His eyes shifted away, a smile still his face, breaking the electric bond.
"You want dessert?"
"Depends what's for dessert."
"Cheeseburger for me, salad for you." Luke gave her an interesting look. "Don't look so surprised, you brought the food." She stood up and disappeared into the kitchen as the phone rang.
"Planning on getting that?" called Luke.
He was greeted with a loud growl from the kitchen and the sound of something metal falling. "Gah! Damn cookingware."
Luke sighed and picked up the phone. "Hello?"
"Who is this?"
"Isn't it customary for me to ask that?"
"This is Emily Gilmore. Who's this?"
"Um, Luke Danes, ma'am, Lorelai's friend from the diner."
"Ah, yes, the ice-man who hates the Romanoffs," replied Emily.
"Sorry? Ah, wait, hold on a second."
Emily heaved a sigh of impatience as she heard voices leaking through the phone. "Well, you answered it before. Then what would I be doing here? Fine, fine."
Then came Lorelai's voice. "Mom?"
"Lorelai. What are you and Luke doing?"
Lorelai sighed. "The same thing we do every night, Mom. Try to take over the world."
"What?"
"Nothing, Mom."
"I swear, Lorelai, the things you say to me sometimes, you'd think you were on drugs."
Lorelai took a deep breath. "What do you want, Mom?"
"Why did you tell Natalie Zimmerman she couldn't speak to me?"
"I didn't say that…"
"I was asking her to freshen up a room she'd done for me several years ago and she declined. I had to force it out of her that she had 'made certain promises to you.'"
"Mom, I just… fine, whatever, I'm sorry. Go ahead, hire Natalie. See if I care."
"Thank you."
"And while we are on the subject, is Natalie the one who told you about Sookie being pregnant?"
"No, she is not."
"Then who told you?"
"It doesn't matter, Lorelai."
"It does too. Tell me who told you."
"No. I'm not indulging this silly behavior."
"Don't make me break out into Duran Duran."
"I'm not telling you."
"Okay, you asked for it. Please please tell me now! Please please tell me now!" crooned Lorelai, amazingly off key.
"Lorelai!" snapped Emily, shocked at her daughter's lewdness.
"Is there something I should know?"
"Stop that."
"Is there something I should say?"
"Please, spare me."
"I told you it wouldn't be pretty," grinned Lorelai evilly. She turned around to see Luke carrying in the 'dessert' on plates. The steam told her he had heated up her burger. She smiled at him he walked past and placed the food on the barest amount of space left on the table. He didn't have to warm it up for her, but he did. That was just like Luke.
"…your father's waiting."
"Wha? Who?" asked Lorelai, jerking back into reality and realizing that obnoxious squeaking in her ear was her mother speaking.
"I said, I have to go and speak to your father.

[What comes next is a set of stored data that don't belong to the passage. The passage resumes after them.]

PR #504, opened 2021-05-27
[UpdateUserPermission Feature] AWS Accounts UI Update

ahl27:
Issue #, if available: [GALI-929](https://sim.amazon.com/issues/GALI-929)

Description of changes:

_This feature is still a WIP_

Implements the UI redesign for the auto-update user permissions feature ([GALI-424](https://sim.amazon.com/issues/b7644135-9856-45f5-b99d-152a8ed41bb2)). The following items have been changed:

- AWS Accounts page has been updated to list accounts as cards (consistent with how workspaces and studies are listed). Account details are shown in a collapsible table. Previous Budget Detail functionality is preserved. Accounts are sorted alphabetically.
- Each Account card shows an indicator on if its permissions are up-to-date or need to be updated. New accounts that need to be onboarded are shown as 'New'. This indicator is pulled from the backend AwsAccounts DDB (see next bullet)
- AwsAccounts DDB now holds an additional `needsPermissionUpdate` value, which is a `maybe(types.Boolean)`. New accounts are created without this variable, and the to-be-implemented `checkPermissions` feature will update the value with `true/false` appropriately. Account card reads `undefined` as a new account, `true` as needing to be updated, and `false` as being up-to-date.
- AWS Accounts page can filter based on permissions status. New `filter` method added to the AwsAccountsStore, and unit test added for this method (identical functionality to the same method implemented for workspaces).
- AwsAccounts had an `update` method that was already implemented, but it wasn't hooked up to an API call. New API PUT call was added to update an AwsAccount, and the schema for the call was updated. New entry for `update-account` was added to `openapi.yaml`. This API call isn't used in the code currently, but will be utilized in the future to update `needsPermissionUpdate` value as well as to implement an Edit Account Details button.
- New button to check permissions status was added. No functionality yet.
- For accounts that or new or out of date, buttons show to update permissions or onboard the account. No functionality yet.
- Quick bash script added to redeploy the UI in one step. Happy to delete this prior to merging into the main develop branch.

Work to be completed in subsequent PRs:
- Check Permissions button has no functionality. New API GET call for this will be added in the future, and `update-account` API call will be used to update the backend.
- Logic to select accounts on the accounts page is implemented, but the checkbox has been temporarily removed. Box will be added back when the Edit Account and Delete Account buttons and functionality are added.
- E2E tests will be added after functionality for checking permissions is added.
- Integration tests will be added when more API calls are added in the future. `update-account` API call was implemented but hasn't been used for anything yet, so I can't write an integ test for it yet. This will also rectify the areas codecov has flagged as having decreased coverage.
- Update Permissions/Onboard Account buttons have no functionality yet.
- AwsAccountsStore has a `checkPermissions` method that currently just flips the value of `needsPermissionUpdate`. Once the backend API call to check permissions is implemented, this method will be adjusted. This method is currently inaccessible via the UI or the API. I have a unit test for the current functionality, and when I fix it later with the new API call I'll update the unit test accordingly.

Checklist:

AS review ticket id:


ahl27:
https://user-images.githubusercontent.com/30053966/119838532-7b3d7680-bed1-11eb-9d2d-85519aff2312.mov

Video showing the new UI design

addons/addon-base-raas-ui/packages/base-raas-ui/src/helpers/api.js
```diff
@@ -60,6 +60,11 @@ function addIndex(index) {
   return httpApiPost('api/indexes', { data: index });
 }
 
+// Note the accountUUID used here is the 'id' column in dbAwsAccounts table and 'id' attribute in AwsAccount.js, not AWS account id
+function updateAwsAccount(accountUUID, data) {
```
Bingjiling, line 60: Move this method to be together with other AwsAccount methods?

addons/addon-base-raas-ui/packages/base-raas-ui/src/models/aws-accounts/AwsAccount.js
```diff
@@ -53,6 +54,13 @@ const AwsAccount = types
       self.updatedAt = rawAwsAccounts.updatedAt || self.updatedAt;
       self.createdBy = rawAwsAccounts.createdBy || self.createdBy;
       self.updatedBy = rawAwsAccounts.updatedBy || self.updatedBy;
+      self.needsPermissionUpdate =
```
Bingjiling: Is the second check `typeof self.needsPermissionUpdate === 'boolean'` needed? If `self.needsPermissionUpdate` is not a boolean, is it `undefined`?

addons/addon-base-raas-ui/packages/base-raas-ui/src/models/aws-accounts/AwsAccountsStore.js
```diff
@@ -13,14 +13,30 @@
...
+import { getAwsAccounts, addAwsAccount, createAwsAccount, updateAwsAccount } from '../../helpers/api';
 import { AwsAccount } from './AwsAccount';
 import { BudgetStore } from './BudgetStore';
 import Budget from './Budget';
 
+const filterNames = {
+  ALL: 'All',
+  CURRENT: 'Up-to-Date',
+  UPDATEME: 'Needs Update',
+  NEW: 'New',
```
Bingjiling: Does NEW mean PENDING here?

addons/addon-base-raas-ui/packages/base-raas-ui/src/models/aws-accounts/AwsAccountsStore.js
```diff
@@ -70,6 +86,21 @@ const AwsAccountsStore = BaseStore.named('AwsAccountsStore')
...
+      checkPermissions: async () => {
+        // This is a placeholder function that just switches the needsPermissionUpdate to its opposite value
+        // Will be implemented later
+        const awsAccounts = (await getAwsAccounts()) || [];
+        self.runInAction(() => {
+          awsAccounts.forEach(account => {
+            const newStatus = account.needsPermissionUpdate === undefined ? false : !account.needsPermissionUpdate;
+            if (account.needsPermissionUpdate !== newStatus) {
+              const newAccount = { ...account, needsPermissionUpdate: newStatus };
+              updateAwsAccount(newAccount.id, newAccount);
```
Bingjiling: Emmm I'm not getting what this method is doing. `newStatus` is derived from `account.needsPermissionUpdate`, and then we're comparing `newStatus` against `account.needsPermissionUpdate` afterwards?

addons/addon-base-raas/packages/base-raas-services/lib/schema/update-aws-accounts.json
```diff
@@ -49,6 +49,21 @@
     "encryptionKeyArn": {
       "type": "string",
       "pattern": "^arn:aws:kms:.*$"
+    },
+    "needsPermissionUpdate": {
+      "type": "boolean"
+    },
+    "createdAt": {
```
Bingjiling: These four fields are auto generated by DDB, it should not be passed in from the call. (e.g. the createdBy field could be used for audit, and we don't want ppl to change that value as they wish) For update API method, only the fields to be updated and the `required` fields in the schema need to be passed in.

openapi.yaml
```diff
@@ -2921,6 +2940,29 @@ components:
...
           example: 'My test account'
+    UpdateAwsAccount:
+      required:
+        - name
+        - accountId
+        - roleArn
+        - externalId
+      type: object
+      properties:
+        name:
```
Bingjiling, line 2951: Properties not required need to be included in the schema as well.

scripts/redeploy-ui.sh
```diff
@@ -0,0 +1,10 @@
+#!/bin/sh
```
Bingjiling: Is this for redeploying UI locally? You can run `pnpm run build:watch` in `addons/addon-base-raas-ui/packages/base-raas-ui` and keep the terminal up to get local changes reflected in local deployment in real time.

Bingjiling (commented):
Great work!!

addons/addon-base-raas-ui/packages/base-raas-ui/src/helpers/api.js
ahl27: sure thing

addons/addon-base-raas-ui/packages/base-raas-ui/src/models/aws-accounts/AwsAccountsStore.js
ahl27: It does not, NEW means an account that has been added to SWB but that hasn't been onboarded yet. PENDING is a label I should probably add, I was just thinking about that today.

ahl27: For this PR I'm not sure if it's necessary, since none of the functionality makes use of a PENDING tag, but when the check permissions button is implemented I think a pending tag and functionality would be useful.

addons/addon-base-raas-ui/packages/base-raas-ui/src/models/aws-accounts/AwsAccountsStore.js
ahl27: 😅 This method isn't doing anything, it's a placeholder method for testing that's going to be removed in the next update (adding logic behind check permissions button). It's not linked up to anything and has a comment indicating it, but if you think it's better I can remove it and replace it with just a `return undefined`.

addons/addon-base-raas/packages/base-raas-services/lib/schema/update-aws-accounts.json
ahl27: gotcha, thank you! I'll remove those.

scripts/redeploy-ui.sh
ahl27: It's actually for redeploying the UI non-locally, since at the time I wasn't using the local environment. I can remove this file, I had planned to remove it prior to merge to mainline anyway.

addons/addon-base-raas-ui/packages/base-raas-ui/src/models/aws-accounts/AwsAccount.js
ahl27: Yes, I was envisioning the flow to be:
- user is added to SWB, `needsPermissionUpdate === undefined` since it hasn't been onboarded yet
- user is onboarded, `needsPermissionUpdate` is set to either `true` or `false`
- once onboarded, `needsPermissionUpdate` should only ever be a boolean

ahl27: I wasn't sure if there was a better way to implement this...
The other maybe values used a double check for permissions and I was emulating those, but it may be simpler to skip the second check and just default to `self.needsPermissionUpdate`, since if it's missing it'll be equal to `undefined` anyway. I'll make that change.

addons/addon-base-raas-ui/packages/base-raas-ui/src/models/aws-accounts/AwsAccountsStore.js
ahl27: the `const newStatus = ...` line is implemented that way to simulate the permissions status changing. When the backend for permissions status checking is added, that line will be replaced with something that calls the `getAwsPermissionsStatus` API and stores it in `newStatus`.

addons/addon-base-raas-ui/packages/base-raas-ui/src/models/aws-accounts/AwsAccount.js
Bingjiling: Yes, the flow makes sense. BYOB account go through the same flow as well, might be worth checking how it's handled there. Normally we want to avoid using `undefined` or `null` for an actual meaningful status, since it's confusing for readers and it could be the result of an unintended event(exception or something else).

openapi.yaml
ahl27: 👍🏻

addons/addon-base-raas-ui/packages/base-raas-ui/src/models/aws-accounts/AwsAccount.js
ahl27: gotcha. Maybe it would be better to just use a string arg with predefined entries

ahl27: I looked at BYOB and made edits based on how theirs is implemented--`needsPermissionUpdate` is now strictly a boolean, and checking for onboarding will look at the `cfnStackName` parameter, which will be created and added when the account is onboarded.

addons/addon-base-raas-ui/packages/base-raas-ui/src/models/aws-accounts/AwsAccountsStore.js
Bingjiling: Got it. Yea, we can further define the status when the functionality is ready. NEW is a bit confusing to be used as a status, maybe we can use something like `ONBOARDME : 'Needs Onboard'`?

addons/addon-base-raas-ui/packages/base-raas-ui/src/models/aws-accounts/AwsAccountsStore.js
Bingjiling: Yes! Return undefined would be great! I saw the comment and assumed you implemented the method afterwards and forgot to remove the comment 😅

addons/addon-base-raas-ui/packages/base-raas-ui/src/models/aws-accounts/AwsAccountsStore.js
ahl27: Yep, that makes sense. I made that change just now

addons/addon-base-raas-ui/packages/base-raas-ui/src/models/aws-accounts/AwsAccountsStore.js
ahl27: haha okay, just fixed that and modified the unit test

ahl27:
removing the half-implemented function resulted in codecov going down by 0.01%--most of the testing won't be implementable until later functionality is as well, but expect that codecov will have a net coverage of at least +0.02% with the next PR (and a net positive for the final merge)

addons/addon-base-raas/packages/base-raas-services/lib/schema/update-aws-accounts.json
```diff
@@ -26,6 +26,13 @@
       "type": "string",
       "pattern": "^[0-9]{12}$"
     },
+    "cfnStackName": {
+      "type": "string",
+      "maxLength": 255
+    },
+    "mainRegion:": {
```
Bingjiling, line 33: Do we allow the member account region to be different from main account? Not sure if region customization is supported right now...

addons/addon-base-raas-ui/packages/base-raas-ui/src/models/aws-accounts/AwsAccount.js
```diff
@@ -27,6 +27,9 @@ const AwsAccount = types
     description: '',
     accountId: '',
     externalId: '',
+    needsPermissionUpdate: true,
```
Bingjiling, line 30: Is there a `types.boolean` ?

Bingjiling (commented):
Looks good! Two minor questions:

addons/addon-base-raas/packages/base-raas-services/lib/schema/update-aws-accounts.json
ahl27: thats a good question that I hadn't thought of, I can find out

addons/addon-base-raas-ui/packages/base-raas-ui/src/models/aws-accounts/AwsAccount.js
ahl27: there is, although setting it to `true` here has the same effect with a default value of `true`.

Bingjiling (approved):
LGTM! We can get the region removed and update the account status to a string as discussed in the next PR.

You know, your father, Richard Gilmore." A blank space in time as Lorelai watched Luke's jeans stretch tighter around the back as he sat down. "Or do you not remember him?"
Snap back to reality. "Oh, yeah, yeah, I do. Sorry. I just thought you said, 'Fort Lager fixed your billboard' and I was thinking, 'Wasn't it Fort Whiskey that I asked to fix my billboard?' and I was confused for a second there. But I'm back. Sooo, bye, you can go now."
"Stranger and stranger every day," mused Emily. Click.
Yeah, that's right. I used a Pinky and the Brain reference.
And also I've just realized I talked about the 2005 version of Lindsey Lohan which didn't exist back then. Sooooo, my apologies. Let it slip just this once. And seriously, what's with her new hair? I used to love her when she was in Parent Trap because I have red hair too. She looks like a ghost or something now. Or a vanilla ice cream cone.